Written Not with Ink

2 Corinthians 3:3

Forasmuch as ye are manifestly declared to be the epistle of Christ ministered by us, written not with ink, but with the Spirit of the living God; not in tables of stone, but in fleshy tables of the heart.

The word of God is not merely to be written down, memorized and recited.  The word of God is to be lived.  Those who have never read or heard a single word of the Bible may know God’s word better than those who can deliver chapter and verse.  For the word of God is not a concept.  The word of God is not some thing.  The word of God is someone.  The Word of God is a Divine Person, is with God and is God, existing before time and space.  All of Creation came through the Word, and nothing exists without the Word.  Into particular time and space, through the Mystery of the Incarnation, the Word became flesh, assuming human nature and dwelling among us.  The Divine Person Who is the creating Word of God became a creature, became one of us.  This is Christ, the Lord.  And Christ, through the Paschal Mystery, gives the Holy Spirit to every human creature – freely gives the Spirit of the living God to all of us.

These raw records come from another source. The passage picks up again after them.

PR #1334, opened 2023-02-22
CLDC-1888 Bulk upload handles duplicates

asmega:
# Context

- https://digital.dclg.gov.uk/jira/browse/CLDC-1888
- This is a continuation of https://github.com/communitiesuk/submit-social-housing-lettings-and-sales-data/pull/1277
- When bulk uploading we want to check users are not uploading data that already exists to prevent them submitting duplicate 

# Changes

- This feature is behind a feature toggle. it has been disabled for staging for testing purposes but available in all other environments
- If a log already exists based off certain fields add errors to the associated fields
- We discount any hidden logs and only check "active" logs
- Added memoization to `#valid?` as an optimisation

### DIFF
--- a/spec/factories/bulk_upload_error.rb
+++ b/spec/factories/bulk_upload_error.rb
@@ -9,7 +9,7 @@ FactoryBot.define do
     tenant_code { SecureRandom.hex(4) }
     property_ref { SecureRandom.hex(4) }
     purchaser_code { SecureRandom.hex(4) }
-    field { "field_#{rand(134) + 1}" }
+    field { "field_#{rand(1..134)}" }
     error { "some error" }
   end
 end
--- a/spec/factories/bulk_upload_error.rb
+++ b/spec/factories/bulk_upload_error.rb
@@ -9,7 +9,7 @@ FactoryBot.define do
     tenant_code { SecureRandom.hex(4) }
     property_ref { SecureRandom.hex(4) }
     purchaser_code { SecureRandom.hex(4) }
-    field { "field_#{rand(134)}" }
+    field { "field_#{rand(134) + 1}" }
     error { "some error" }
   end
 end
--- a/spec/mailers/bulk_upload_mailer_spec.rb
+++ b/spec/mailers/bulk_upload_mailer_spec.rb
@@ -90,11 +90,10 @@ RSpec.describe BulkUploadMailer do
             year_combo: bulk_upload.year_combo,
             lettings_or_sales: bulk_upload.log_type,
             summary_report_link: "http://localhost:3000/lettings-logs/bulk-upload-results/#{bulk_upload.id}",
-            error_description: "Please correct your data export and upload again.\n",
           },
         )
 
-        mailer.send_correct_and_upload_again_mail(bulk_upload:, errors: {})
+        mailer.send_correct_and_upload_again_mail(bulk_upload:)
       end
     end
   end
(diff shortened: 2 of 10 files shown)


jamesrose (approved):

spec/mailers/bulk_upload_mailer_spec.rb
```diff
@@ -109,13 +109,8 @@
...
-    context "when 2 columns with errors" do
-      before do
-        create(:bulk_upload_error, bulk_upload:, col: "A")
-        create(:bulk_upload_error, bulk_upload:, col: "B")
-      end
-
-      it "sends correctly formed email with A, B" do
+    context "when there are no errors" do
+      it "sends correctly formed email" do
         expect(notify_client).to receive(:send_email).with(
```
SamSeed-Softwire: Does this expect line get called after the mail has been sent (line 127)? If so, why is it before it in the file?

spec/mailers/bulk_upload_mailer_spec.rb
```diff
@@ -144,6 +139,8 @@
       end
 
       it "sends correctly formed email with A, B, C and more" do
+        error_description = "We noticed the following issues with your upload:\n- logs where the setup sections were incomplete\n- logs with a lot of similar errors in column A, B, C and more\n- logs you are trying to upload have been created previously\n"
+
         expect(notify_client).to receive(:send_email).with(
```
SamSeed-Softwire: Same as above comment - is this expect statement not the final thing to be called in this it block?

SamSeed-Softwire (approved):

spec/factories/bulk_upload_error.rb
```diff
@@ -9,7 +9,7 @@
     tenant_code { SecureRandom.hex(4) }
     property_ref { SecureRandom.hex(4) }
     purchaser_code { SecureRandom.hex(4) }
-    field { "field_#{rand(134)}" }
+    field { "field_#{rand(1..134)}" }
```
SamSeed-Softwire, line 12: `rand(134)` generates a number in the range 0-133. We want a number in the range 1-134.

app/services/bulk_upload/lettings/row_parser.rb
```diff
@@ -403,6 +422,29 @@ def setup_question?(question)
     log.form.setup_sections[0].subsections[0].questions.include?(question)
   end
 
+  def validate_if_log_already_exists
+    if log_already_exists?
+      error_message = "This is a duplicate log"
+
+      errors.add(:field_5, error_message) # location
```
SamSeed-Softwire: Is `field_5` correct here? In the bulk upload template it seems that `field_5` is the scheme, but the logic in the `location` method seems to find the location using this field.

asmega: my understanding is old core doesn't have the concept of a location. so scheme here actually relates to new core location and `Management group code` is the scheme

spec/mailers/bulk_upload_mailer_spec.rb
asmega: - if you want it read so its after you have to use `have_received` see https://rubydoc.info/github/rspec/rspec-mocks/RSpec%2FMocks%2FExampleMethods:have_received
- this is just how the `receive` part of the DSL works. you set up the expectation before, call the thing. this way it knows if the expectation happened or not.
- `have_received` works the same way except you write it afterwards
- i don't actually know how it works under the hood but i would guess it setups all the expectations up first then calls the code so it knows if mocks received messages or not

spec/mailers/bulk_upload_mailer_spec.rb
asmega: see other reply

jamesrose (approved):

(But, do we receive?)  We are called to receive the Spirit, not merely with our ears or our eyes in spoken or in written words, but with our hearts.  Not so that we may merely “like” God’s Word, but so that we may truly love God’s Word and embrace the Divine Word in the deepest core of our beings, into the quiet sanctuary within ourselves, the sacred dwelling place that is the true heart of our lives.  Open to the Spirit of God, we are able to deeply understand truth and be transformed by truth: the truth of eternity, the truth of Creation, the truth of ourselves created, through the Word, in the image of God to know, love, and serve God in the fullness of truth.  We deeply understand, we know, not by grasping a concept, but by being in communion with God’s Word dwelling in our hearts.  Dwelling – not written, but living and breathing in us and through us.

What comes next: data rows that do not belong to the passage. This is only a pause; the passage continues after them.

PR #1335, opened 2023-02-22
CLDC-1788 Add bulk upload guidance page

natdeanlewissoftwire:
Adds this page with different template links depending on if the user has come from sales/lettings prepare file page: 

image

Happy to take suggestions on what to add tests for, it's mainly adding a page of copy/reusing the template though so not certain how much value tests would add to this.

Ticket: https://digital.dclg.gov.uk/jira/browse/CLDC-1788


app/views/bulk_upload_shared/guidance.html.erb
```diff
@@ -0,0 +1,52 @@
...
+    <div class="govuk-!-padding-bottom-4">
+      <h2 class="govuk-heading-s">Exporting CSV data</h2>
+      <p class="govuk-body">Export CSV data directly from your current systems, or export then adjust it to CSV.</p>
+      <p class="govuk-body">You can then upload it via a button at the top of the lettings and sales logs pages.</p>
+      <%= govuk_details(summary_text: "My organisation has a CMS") do %>
+        <p class="govuk-body">Some HMS providers sell an add-on "eCORE" module, which exports CSV data for you.</p>
+        <p class="govuk-!-font-weight-bold">It can take HMS providers a while to update these per new collection year, so you may have to wait for updates to export, or adjust your data manually post-export.</p>
+      <% end %>
+      <%= govuk_details(summary_text: "My organisation does not have a CMS") do %>
+        <p class="govuk-body">Your organisation’s IT team may be able to export CSV data for you - find out more about data specifications. This document outlines:</p>
```
natdeanlewissoftwire: "Find out more about data specs" should be a link, but that page hasn't been built yet it seems, so this sounds a bit passive aggressive atm. Could link to the spec form as a quick fix, or just wait til the specs are ready. I've added a comment to [this ticket](https://digital.dclg.gov.uk/jira/browse/CLDC-1774) about this.

app/views/bulk_upload_shared/guidance.html.erb
```diff
@@ -0,0 +1,52 @@
...
+          <li>each field's valid response</li>
+          <li>if/when certain fields can be left blank</li>
+        </ul>
+        <p class="govuk-body">Fields can appear in any order, as long as you include the <%= govuk_link_to "template document", @template_path %> headers, to easily identify what each column represents. You can rearrange data columns to match your system exports, copy-pasting multiple columns at once. For data stored in multiple systems, you can copy-paste all columns for one system next to each other, repeating this for subsequent system exports.</p>
+      <% end %>
+    </div>
+
+    <div class="govuk-!-padding-bottom-4">
+      <h2 class="govuk-heading-s">Getting help</h2>
+      <p class="govuk-body">There is no step-by-step bulk upload guide like there is with single log upload. However, you can download <%= govuk_link_to "our template", @template_path %>, which you can copy-paste data into from your systems column-by-column. You can also view a post-upload report showing any data errors, and our data specification can help fix these.</p>
```
natdeanlewissoftwire: should also be a link on "data specification", same as above

app/views/bulk_upload_shared/guidance.html.erb
jamesrose: Is this ready for review or should we hold off until you get an answer about that page?

natdeanlewissoftwire: This is ready for review now, those spec links are now in this PR too :)

app/models/forms/bulk_upload_lettings/prepare_your_file.rb
```diff
@@ -29,6 +29,10 @@ def template_path
         "/files/bulk-upload-lettings-template-v1.xlsx"
       end
 
+      def specification_path
+        "/files/Lettings 2022-23 Bulk Upload Specification.csv"
```
asmega: I recommended replacing the spaces for underscores or hyphens

app/models/forms/bulk_upload_sales/prepare_your_file.rb
```diff
@@ -27,6 +27,10 @@ def template_path
         "/files/bulk-upload-sales-template-v1.xlsx"
       end
 
+      def specification_path
+        "/files/Sales 2022-23 Bulk Upload Specification.csv"
```
asmega: these files don't actually appear to be CSV files, they're showing up as binary for this review and not text. therefore my guess is that are actually excel spreadsheets and should therefore honour the extension rather than masquerading the file as a CSV when it is not

app/models/forms/bulk_upload_lettings/prepare_your_file.rb
natdeanlewissoftwire: Ah good point, forgot to put this in, cheers

app/models/forms/bulk_upload_sales/prepare_your_file.rb
natdeanlewissoftwire: Yep, they're direct from https://core.communities.gov.uk/content/GuidesAndManuals.html - you're right, they're not real csvs... was initially hesitant to change these files to be different to what they are on that page though, and afaik I don't have access to change that one. I've just seen the templates are different in our service to what they are on that site however so I'll go ahead and make that change

kosiakkatrina (approved):
You could add a test for routing and one just to check that the page exists, but looks good otherwise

God’s Word is given to every human being through the Holy Spirit – but not all of us willingly open ourselves to receive… for we can close ourselves in on ourselves through the self-centeredness of sin and, being hardhearted, fail to live truth, fail to live in the fullness of communion with God.  God’s Word Incarnate gives Himself, body, blood, soul and divinity, for every human being to save every human being from this failure.  In assuming our human nature, the Word Incarnate, Christ, the Lord, takes the lethal poison of our sins into His own flesh nailed onto the Cross.  God tastes death… pouring forth Divine Grace and sanctification in self-giving love.  And when the Incarnate Word rises from the dead, He raises all of us up with Him, our antidote of mercy, sharing His eternal life with us – when we willingly share our lives with Him and open our hearts to Him.  If we accept the Divine Word and allow the Holy Spirit to transform us, then we become testimonies to God, proof of holiness, not written with ink or carved into stone, but living and breathing in, with, and through us.  From the sacred abode of our hearts, where we dwell together alone with God, to all of Creation and every one of our fellow human beings – we send forth the Word of God: Love.

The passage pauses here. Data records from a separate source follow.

PR #1339, opened 2023-02-23
CDLC-1818 add new answer options to nationality

arfacamble:
https://digital.dclg.gov.uk/jira/browse/CLDC-1818

### DIFF
--- a/app/models/form/lettings/questions/nationality.rb
+++ b/app/models/form/lettings/questions/nationality.rb
@@ -1,9 +1,9 @@
-class Form::Lettings::Questions::National < ::Form::Question
+class Form::Lettings::Questions::Nationality < ::Form::Question
   def initialize(id, hsh, page)
     super
     @id = "national"
     @check_answer_label = "Lead tenant’s nationality"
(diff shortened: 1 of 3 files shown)


app/models/form/lettings/questions/nationality.rb
```diff
@@ -14,6 +14,8 @@ def initialize(id, hsh, page)
     "18" => { "value" => "United Kingdom" },
     "17" => { "value" => "Republic of Ireland" },
     "19" => { "value" => "European Economic Area (EEA) country, excluding Ireland" },
+    "20" => { "value" => "Afghanistan" },
+    "21" => { "value" => "Ukraine" },
```
jamesrose, line 18: Are these applicable to previous forms as well?

arfacamble: meaning previous years? I don't believe so. But I think to add it to previous years I would have to add them to the json right? These ruby definitions for lettings will only be active from 23/24

jamesrose (approved):

PR #1340, opened 2023-02-23
Bulk upload handles invalid byte sequences

asmega:
# Context

- Sometimes CSV is not exported as utf8 by spreadsheet software therefore invalid byte sequences are present

# Changes

- if invalid byte sequence is found, remove this before parsing as CSV

# Notes for review

- Not sure if I'm doing this right or if there's a better way?

### DIFF
--- a/app/services/bulk_upload/lettings/csv_parser.rb
+++ b/app/services/bulk_upload/lettings/csv_parser.rb
@@ -52,6 +52,7 @@ private
 
     @normalised_string = File.read(path, encoding: "bom|utf-8")
     @normalised_string.gsub!("\r\n", "\n")
+    @normalised_string.scrub!("")
 
     @normalised_string
   end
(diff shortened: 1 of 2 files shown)


ghost (approved):

app/services/bulk_upload/lettings/csv_parser.rb
```diff
@@ -52,6 +52,7 @@ def normalised_string
 
     @normalised_string = File.read(path, encoding: "bom|utf-8")
```
davidm-m, line 53: Do you know what the invalid byte sequence was? This sounds like a BOM issue (we've hit this a few times on the old service) but looks like this line should handle it without any additional scrubbing.

asmega: i see it as `<92>` so i'm guessing it's some kind of apostrophe or single smart quote. the box recognised the file as
```sh
file THE_FILE
THE_FILE: Non-ISO extended-ASCII text, with very long lines, with CRLF, LF line terminators
```

asmega: Sorry there are also more sequences:
- `<A0>` - non-breaking space
- `<93>` - start smart double quote
- `<94>` - end smart double quote

asmega: ~actually let me get back to you it's possible it maybe something else~

EDIT: correction, it does seem related to those sequences

PR #1343, opened 2023-02-23
CLDC-1821 tweak wheelchair question depends on

arfacamble:
https://digital.dclg.gov.uk/jira/browse/CLDC-1821

amend wheelchair question class name, tweak depends on for readability, add test file


app/models/form/lettings/pages/property_wheelchair_accessible.rb
```diff
@@ -2,10 +2,10 @@ class Form::Lettings::Pages::PropertyWheelchairAccessible < ::Form::Page
   def initialize(id, hsh, subsection)
     super
     @id = "property_wheelchair_accessible"
-    @depends_on = [{ "needstype" => 1 }]
+    @depends_on = [{ "is_supported_housing?" => false }]
```
jamesrose, line 5: Is there a test for this?

arfacamble: there is now!

jamesrose (approved):

PR #1349, opened 2023-02-27
CLDC-1864 Introduce question numbering

kosiakkatrina:
Number sales log questions to match the paper form numbering
Can check mapping here: [CLDC-1864](https://digital.dclg.gov.uk/jira/browse/CLDC-1864)


app/models/form/sales/pages/privacy_notice.rb
```diff
@@ -2,7 +2,7 @@ class Form::Sales::Pages::PrivacyNotice < ::Form::Page
   def initialize(id, hsh, subsection)
     super
     @id = "privacy_notice"
-    @header = "Department for Levelling Up, Housing and Communities privacy notice"
+    @header = "Q19 - Department for Levelling Up, Housing and Communities privacy notice"
```
asmega, line 5: would it not have been easier to leave the header as is then at view level do something like?
```
<%= "Q#{@question_number} - #{@header}" %>
```
plus any additional null guards

you get the benefit of not coupling the header to the question number

kosiakkatrina: Yeah, I can see that

PR #1354, opened 2023-02-27
CLDC-1808 add previous tenure question for buyer two

arfacamble:
https://digital.dclg.gov.uk/jira/browse/CLDC-1808


app/models/form/sales/pages/buyer2_previous_housing_situation.rb
```diff
@@ -0,0 +1,11 @@
+class Form::Sales::Pages::Buyer2PreviousHousingSituation < ::Form::Page
+  def initialize(id, hsh, subsection)
+    super
+    @id = "buyer_2_previous_housing_situation"
+    @depends_on = [{ "buyer_two_not_already_living_in?" => true }]
```
kosiakkatrina: `buyer_two_not_already_living_in` sounds like they're living in the new property, but from what I'm gathering it's buyers lived together before this sale? Fine if it makes sense to you, but I didn't quite get the meaning of the method without having to go and look what it actually checks

spec/models/form/sales/questions/buyer2_living_in_spec.rb
```diff
@@ -0,0 +1,43 @@
...
+  it "has correct page" do
+    expect(question.page).to eq(page)
+  end
+
+  it "has the correct id" do
+    expect(question.id).to eq("buy2living")
+  end
+
+  it "has the correct header" do
+    expect(question.header).to eq("Were all buyers living at the same address at the time of purchase?")
```
jamesrose: Does this title accurately match the name of the variable `buy2living` here?

app/models/sales_log.rb
```diff
@@ -132,6 +132,14 @@ def income1_used_for_mortgage?
     inc1mort == 1
   end
 
+  def buyer_two_will_live_in_property?
+    buy2livein == 1
+  end
```
jamesrose, line 156: The title of this question is: Were all buyers living at the same address at the time of purchase?

Does answering "Yes" here match this method name?

arfacamble:
The names of things in this PR are generally a bit confusing.
I don't believe I have much choice over that but I may have misunderstood what my constraints are.
@kosiakkatrina @jamesrose I will reply to each of your comments, but you may need to read the answers to all of them to understand my answer to each!

The flow:
in household characteristics we ask "Will buyer 2 live in the property?" (buy2livein)
if yes (`buyer_two_will_live_in_property?`), in household situation we ask "Were all buyers living at the same address at the time of purchase?" (buy2living)
if no(`buyer_two_not_already_living_in?`), we ask for buyer 2 previous tenure

app/models/sales_log.rb
arfacamble: There are two confusingly similarly named sales log fields here called buy2living which is the answer to the question you quote here. and buy2livein which refers to the question "Will buyer 2 live in the property?"

I believe it is strongly recommended against the fields having more readable names, so my instinct is to wrap/hide that obscurely names field inside descriptive methods as soon as possible

app/models/form/sales/pages/buyer2_previous_housing_situation.rb
arfacamble: We should ask about buyer 2's previous housing situation if we do not know it, which is if buyer 2 is not already living in the house that is being bought.
I didn't find it obvious what to call this method, so I'm open to looking for a better name, considering it has failed the acid test of my fellow dev being able to easily read what it means.
I considered `buyer_two_already_living_in => false` (`buy2living == 1`), but I believe that if `buy2living => nil` and they navigate to the check answers page they would then see a question they shouldn't

spec/models/form/sales/questions/buyer2_living_in_spec.rb
arfacamble: I believe this is answered in response to other comment about 2 very similar looking fields buy2livein and buy2living

app/models/form/sales/pages/buyer2_previous_housing_situation.rb
kosiakkatrina: "At the time of purchase, was buyer 2 living at the same address as buyer 1?" `buyer_two_lived_at_the_same_address?` maybe?

arfacamble: hello. This has already changed a bit after chatting with James to be `buyer_two_not_already_living_in_property?` what do you think about that?
As per previous comment, unless you disagree, I think that the method name has to be phrased in the negative, which is ever so slightly more awkward.
If you don't like `buyer_two_not_already_living_in_property?` then it could be `buyer_two_did_not_live_at_the_same_address?`, I'm fine with that if you prefer it, I find them equivalent.

kosiakkatrina: I don't mind what it it right now 👍

app/models/form/sales/subsections/household_situation.rb
```diff
@@ -12,6 +12,16 @@ def pages
       Form::Sales::Pages::LastAccommodation.new(nil, nil, self),
       Form::Sales::Pages::LastAccommodationLa.new(nil, nil, self),
       Form::Sales::Pages::BuyersOrganisations.new(nil, nil, self),
-    ]
+      buyer_2_situation_pages,
+    ].flatten.compact
```
natdeanlewissoftwire, line 16: not a suggestion but thought this might be inefficient, turns out it's fine, interesting graph: https://stackoverflow.com/questions/34400670/flatten-and-compact-an-array-more-efficiently

natdeanlewissoftwire (approved):

natdeanlewissoftwire:
lgtm! (assuming you've dealt with James + Kat's points)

And, so, I say that even if someone has never read or heard the words of the Bible – even if someone has never been properly introduced to Jesus Christ – that someone can still know the Divine Word, Who is Truth, Who is Love, Who is God in Whose image every human is created.  Open to the Spirit of the living God, every person, whether Christian, Jew, Muslim, Pagan, Hindu, Buddhist, or Sikh, can be faithful to the creating Divine Word, living lives of self-giving love, striving for truth, reflecting God into the world.  And if those who have not been properly introduced to Christ encounter Him through someone who has been saved into fullness by receiving Him fully, then the growing intimacy with the Divine Word Incarnate that they will experience will become the deepest blessing, the most sacred understanding, the fullest salvation – the fulfillment of their lives.

May I , in the sacred dwelling place of my heart, marry with the Word and bear forth the fruit of Divine Love so that all the world may also deeply know and love the Divine Incarnate One.